CSOs reaffirm support for FDA’s ‘no celebrities in alcoholic beverage ads’ directive

Some CSOs in health say they are disappointed at how some celebrities and media commentators endorse and promote alcohol advertisements on social media and in mainstream media.

The disappointment according to the CSOs, emanates from the fact that these promotions are being done without recourse to impact on health of the citizenry as alcohol consumption continues to go up, especially among the youth.

The CSOs, comprising the Vision for Alternative Development (VALD-Ghana), the Ghana NCD Alliance (GhNCDA), Community Health Support Team (CHEST), and other Civil Society Actors are however pledging what they describe as “unflinching support to the Food and Drugs Authority “(FDA) for its ‘no celebrities in alcoholic beverage ads’ directive.

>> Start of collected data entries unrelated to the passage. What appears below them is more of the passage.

PR #1294, opened 2026-08-22
fix(builtins): avoid deadlock when a builtin reads a process substitution

cataggar:
## Overview

Fix a deadlock when an in-process builtin reads from a process substitution inside a command substitution.

This change was made by GitHub Copilot at my direction.

## Details

Commands such as the following previously never returned:

```bash
x=$(mapfile -t lines < <(printf "one\ntwo\n"); echo "${lines[*]}")
```

The process-substitution producer is spawned on the async runtime, while `mapfile` and `read` synchronously consume its descriptor. Blocking the runtime worker can prevent the producer from running and closing the write end.

The synchronous descriptor reads now run through an awaited private `spawn_blocking` path on Unix and Windows. This works on multi-thread runtimes, current-thread runtimes, and inside `LocalSet`. Non-threaded targets such as WASM retain inline behavior. No new `brush-core` public API is introduced.

Regression coverage includes Bash-oracle compatibility cases plus Rust integration tests for `read` and `mapfile` under `LocalSet` and current-thread runtimes. Current-thread deadlock checks run in externally timed subprocesses so the test harness can terminate a regression.

## Testing

- `cargo test --package brush-builtins --test runtime_read_tests`
- `cargo test --test brush-compat-tests -- mapfile`
- `cargo test --test brush-compat-tests -- "while read loop fed by process substitution"`
- `cargo test --test brush-compat-tests -- "Command substitution containing"`
- `cargo clippy --package brush-core --package brush-builtins --package brush-shell --all-features --all-targets`
- `cargo check --package brush-builtins --target wasm32-wasip2`
- `cargo xtask check fmt`
- `cargo xtask test integration --coverage` (2697 passed; 2 unrelated environment failures because `which` is unavailable; report generated)

### DIFF
--- a/brush-builtins/Cargo.toml
+++ b/brush-builtins/Cargo.toml
@@ -171,3 +171,4 @@ procfs = "0.18.0"
 [dev-dependencies]
 anyhow = "1.0.102"
 pretty_assertions = { version = "1.4.1", features = ["unstable"] }
+tokio = { version = "1.52.3", features = ["time"] }
--- a/brush-builtins/src/lib.rs
+++ b/brush-builtins/src/lib.rs
@@ -118,6 +118,23 @@ mod wait;
 
 mod builder;
 mod factory;
+
+async fn run_blocking_io<T>(
+    f: impl FnOnce() -> Result<T, brush_core::Error> + Send + 'static,
+) -> Result<T, brush_core::Error>
+where
+    T: Send + 'static,
+{
+    #[cfg(any(unix, windows))]
+    {
+        tokio::task::spawn_blocking(f).await?
+    }
+
+    #[cfg(not(any(unix, windows)))]
+    {
+        f()
+    }
+}
 mod unimp;
 
 pub use builder::ShellBuilderExt;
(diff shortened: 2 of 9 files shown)


cataggar:
Thanks for the review. I confirmed that `runtime_flavor() == MultiThread` does not guarantee `block_in_place` is permitted: it can panic inside a Tokio `LocalSet`, while the inline fallback can retain the deadlock on a current-thread runtime. I’m moving this PR back to draft and will replace the helper with awaited `spawn_blocking`, remove the unintended `brush-core` public API, and add runtime-context regression coverage before requesting review again.

cataggar:
Implemented the requested changes in a4c058e:

- replaced `block_in_place` with awaited `spawn_blocking` for synchronous `read`/`mapfile` descriptor reads;
- removed the unintended public `brush-core` helper;
- preserved inline behavior for WASM/non-threaded targets;
- added `LocalSet` and current-thread regression tests, with current-thread deadlocks guarded by an external subprocess timeout.

Coverage report: 76.66% overall, 91.09% for `read.rs`, 88.89% for `mapfile.rs`, and 85.00% for the private helper in `lib.rs`. The coverage run passed 2697/2699 tests; the two failures are unrelated compatibility cases caused by `which` not being installed in this environment. Targeted runtime, compatibility, clippy, formatting, and WASM checks pass.

Moving this back to ready for review.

A statement signed by the Executive Director of Programs for the Vision for Alternative Development, Mr. Labram Musah said “We express our disappointment at how some celebrities and media commentators endorse and promote alcohol advertisements without recourse to how their actions increase alcohol consumption and impact negatively on people’s health. We doubt if the plaintiff clearly appreciates the good intentions of the Ministry of Health and Food and Drugs Authority; “protecting the health and wellbeing of Ghanaians and more especially children and the youth from adult inappropriate content”. The protection of children, and youth, as well as public health and safety, must be a primary concern for all well-meaning citizens.”

It adds that “We commend the Ministry of Health and the Food and Drugs Authority for restricting alcohol advertisements on TV and radio from 6am – 8pm as well as the ban on well-known personalities and celebrities from featuring in alcohol advertising. Indeed this remarkable directive by the FDA has raised high the profile of Ghana globally, and has been widely acknowledged for implementing one of the Best Buys of the World Health Organization (WHO) hence, the need to work rigorously towards either maintaining the standard or enhancing it.”

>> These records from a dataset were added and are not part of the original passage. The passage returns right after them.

PR #1295, opened 2026-08-22
fix(core): quote arguments passed to external commands on Windows

cataggar:
## Overview

Preserve shell-expanded arguments when launching external commands on Windows, including programs built on the MSYS2 or Cygwin runtime.

This change was made by GitHub Copilot at my direction.

## Details

Windows passes a child process one command-line string rather than an `argv` array. Rust's standard library quotes arguments when required for native Windows parsing, but otherwise leaves them unquoted. MSYS2 and Cygwin programs can then apply their own glob, brace, tilde, and quote processing to those arguments, corrupting values that the shell has already expanded.

Examples include:

```text
grep -oE '[0-9]{3}'   -> [0-9]3
grep -oE 'MAC\(x'     -> MAC(x
find . -name '*.txt'  -> every matching file in the directory
printf '%s' '~'       -> the home directory
```

This change:

- routes command argument setup through a platform-specific `sys::commands::set_args`;
- leaves Unix and stub targets on the existing `Command::args` behavior;
- adds a Windows implementation that explicitly quotes every argument using `CommandLineToArgvW` and Microsoft C runtime rules;
- correctly escapes embedded quotes and trailing backslashes;
- preserves the standard library path for `cmd.exe`, `.bat`, and `.cmd` files because they require different escaping and injection protections; and
- keeps command tracing based on the shell-expanded arguments rather than their Windows command-line encoding.

The Windows module includes focused tests for ordinary arguments, MSYS metacharacters, embedded quotes, trailing backslashes, `cmd.exe` detection, batch-file behavior, and an optional end-to-end check using Git for Windows' MSYS2 `printf.exe`.

## Testing

- `cargo test --package brush-core`
- `cargo check --package brush-core --all-features --all-targets --target x86_64-pc-windows-gnu`
- `cargo clippy --package brush-core --all-features --all-targets --target x86_64-pc-windows-gnu`
- `cargo xtask check fmt`

### DIFF
--- a/brush-core/src/sys/windows/commands.rs
+++ b/brush-core/src/sys/windows/commands.rs
@@ -1,0 +1,300 @@
+//! Command execution utilities.
+
+use std::{
+    ffi::{OsStr, OsString},
+    os::windows::{
+        ffi::{OsStrExt, OsStringExt},
+        process::CommandExt as _,
+    },
+    path::Path,
+};
+
+pub use crate::sys::stubs::commands::{
+    CommandExt, CommandFdInjectionExt, CommandFgControlExt, ExitStatusExt,
+};
+
+/// Sets the arguments to be passed to the given command.
+///
+/// Windows has no `argv` array; a child process receives a single command-line
+/// string and is responsible for parsing it itself. The standard library only
+/// wraps an argument in double quotes when it is empty or contains whitespace
+/// or a quote, which leaves every other argument exposed to a second round of
+/// interpretation in the child.
+///
+/// That second round is not hypothetical: programs built on the MSYS2/Cygwin
+/// runtime (for example, the tools shipped with Git for Windows) re-expand the
+/// arguments they receive from a native parent, applying glob, brace, and tilde
+/// expansion along with quote removal. Words that the shell has already
+/// finished expanding are silently corrupted as a result.
+///
+/// To keep the child's view of its arguments identical to the shell's, each
+/// argument is explicitly quoted using the rules understood by
+/// `CommandLineToArgvW` and the Microsoft C runtime. Native programs are
+/// unaffected by the added quotes, since they strip them while parsing.
+///
+/// # Arguments
+///
+/// * `cmd` - The command to set arguments on.
+/// * `args` - The arguments to pass to the command.
+pub fn set_args<S: AsRef<OsStr>>(cmd: &mut std::process::Command, args: &[S]) {
+    // Arguments destined for `cmd.exe` are deliberately left alone; see
+    // `uses_cmd_exe_parsing` for why.
+    if uses_cmd_exe_parsing(cmd.get_program()) {
+        cmd.args(args);
+        return;
+    }
+
+    for arg in args {
+        cmd.raw_arg(quote_arg(arg.as_ref()));
+    }
+}
+
+/// Returns true if the given program's arguments will be parsed by `cmd.exe`.
+///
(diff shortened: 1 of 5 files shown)


brush-core/src/sys/windows/commands.rs
```diff
@@ -0,0 +1,300 @@
...
+///
+/// Windows has no `argv` array; a child process receives a single command-line
+/// string and is responsible for parsing it itself. The standard library only
+/// wraps an argument in double quotes when it is empty or contains whitespace
+/// or a quote, which leaves every other argument exposed to a second round of
+/// interpretation in the child.
+///
+/// That second round is not hypothetical: programs built on the MSYS2/Cygwin
+/// runtime (for example, the tools shipped with Git for Windows) re-expand the
+/// arguments they receive from a native parent, applying glob, brace, and tilde
```
reubeno, line 26: This makes it sound like the issue is not actually a `brush`-specific issue, but a challenging assumption made by msys2/cygwin tools. Perhaps I'm missing something, but wouldn't this be a problem for *any* Rust application that might use std::process::Command to invoke a program on Windows that might behave like this?

Do you know if there are precedents for how any other such apps have handled this?

brush-core/src/sys/windows/commands.rs
```diff
@@ -0,0 +1,300 @@
...
+/// bypassing that with a raw command line would reintroduce a command injection
+/// hazard.
+///
+/// Neither `cmd.exe` nor a batch file is an MSYS2/Cygwin program, so no
+/// protection is lost by deferring to the standard library here.
+///
+/// # Arguments
+///
+/// * `program` - The program the command will execute.
+fn uses_cmd_exe_parsing(program: &OsStr) -> bool {
```
reubeno, line 68: This kind of callee-specific logic, to me, begs the question of how many other applications may similarly have challenges and what risk there is in encoding such specific logic in our general execution paths. I understand there are real limitations that this PR is trying to mitigate but I worry that this is a slippery slope toward accumulated heuristics for how to interact with specific (Windows) invoked programs, and that's something that I would expect a general-purpose shell avoids.

reubeno (commented):
Thanks for highlighting the issue that you're seeing in this scenario. May main concern is whether this is addressing the problem at the right layer of the stack, and whether this kind of logic could cause problems for other called programs.

Let me do a bit more research, think about it a bit more, and respond back with some other suggestions for consideration.

reubeno:
@cataggar -- some additional things I found or thought about while doing a bit more research:

* There's an unstable feature for enabling `force_quotes` behavior on commands in Rust. Looks like you found it as well, as I see you referenced it.

* There's a `noglob` option that can be set via env vars (`CYGWIN` or `MSYS`) when launching cygwin/msys processes -- and that looks like it inhibits the default (re)expansion. I think it's worth considering whether that would mitigate the problem. (I don't understand offhand whether there are negative ramifications of this or if it would leak past the directly invoked child.) I'm not sure how I'd feel about `brush` default setting this, but if it were set in a brush-specific rc file, I wonder if it would be sufficient to cover the case here.

* As best as I can tell, the core Python library doesn't handle this in its `subprocess` module -- but I do suppose callers could always work around that. I'm really curious to know if any other cross-platform runtimes specifically try to handle this in some way.

* If we convince ourselves we do need to support some kind of force-quoting behavior, I think it should be something that's configurable and not unconditionally hard-wired behavior.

According to the World Health Organization (WHO), alcohol consumption contributes to 3.3 million deaths each year globally as well as to the disabilities and poor health of millions of people– many of them living in low- and middle-income countries, including Ghana. 94,400 people in Ghana, die from non-communicable diseases such as cancers, stroke, liver problems, cardiovascular diseases, mental disorders etc. which alcohol has been identified as one of the major risk factors. Sadly, the National Health Insurance benefits package does not comprehensively cover the expensive cost of treatment, leading many to premature deaths.